[[ RAW DATA, beginning ]]

Issue #992, opened 2026-03-19
[Feature]: MysqlSession clearAllSessions should use truncate instead of delete from


lfz757077613:
<img width="1228" height="666" alt="Image" src="https://github.com/user-attachments/assets/c46f673d-896d-465f-9ccd-747090c170b9" />
Its better to clean table with truncate

Issue #991, opened 2026-03-19
[Feature]: MysqlSession should use datetime(3) instead of timestamp to create table


lfz757077613:
<img width="1850" height="774" alt="Image" src="https://github.com/user-attachments/assets/fa324cf2-77f2-4587-92f0-d9a7848aae3b" />

keep millisecond: 
    created_at      datetime(3)     DEFAULT CURRENT_TIMESTAMP(3)
    updated_at      datetime(3)     DEFAULT CURRENT_TIMESTAMP(3) ON UPDATE CURRENT_TIMESTAMP(3)

PR #1006, opened 2026-03-20
feat(session): Improve mysql session sql

guanxuc:
## AgentScope-Java Version

1.0.11

## Description

- Closes: #991 
- Closes: #992 
- Use DATETIME instead of TIMESTAMP for mysql field
- Use TRUNCATE instead of DELETE from table

## Checklist

### DIFF
--- a/agentscope-extensions/agentscope-extensions-session-mysql/src/main/java/io/agentscope/core/session/mysql/MysqlSession.java
+++ b/agentscope-extensions/agentscope-extensions-session-mysql/src/main/java/io/agentscope/core/session/mysql/MysqlSession.java
@@ -699,9 +699,11 @@ public class MysqlSession implements Session {
      * Clear all sessions from the database (for testing or cleanup).
      *
      * @return Number of rows deleted
+     * @deprecated Use {@link #truncateAllSessions()} instead
      */
+    @Deprecated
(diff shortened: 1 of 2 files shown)


agentscope-extensions/agentscope-extensions-session-mysql/src/main/java/io/agentscope/core/session/mysql/MysqlSession.java
```diff
@@ -701,7 +701,7 @@ public DataSource getDataSource() {
      * @return Number of rows deleted
      */
     public int clearAllSessions() {
-        String clearSql = "DELETE FROM " + getFullTableName();
+        String clearSql = "TRUNCATE TABLE " + getFullTableName();
```
LearningGp: In MySQL, TRUNCATE TABLE via JDBC's executeUpdate() typically returns 0, which contradicts the Javadoc ("Number of rows deleted"). It also generally requires DROP privileges. Consider clarifying this in the docs.

guanxuc:
@LearningGp Thanks for your good advice, I have updated the code and the java docs. Keep both `clearAllSessions` and `truncateAllSessions` and deprecated `clearAllSessions`  method.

[[ RAW DATA, end ]]

- YOUR GOAL: Filter on the word "opened": copy each matching line from the entries above.

- ANSWER FOR THE TASK:
Issue #992, opened 2026-03-19
Issue #991, opened 2026-03-19
PR #1006, opened 2026-03-20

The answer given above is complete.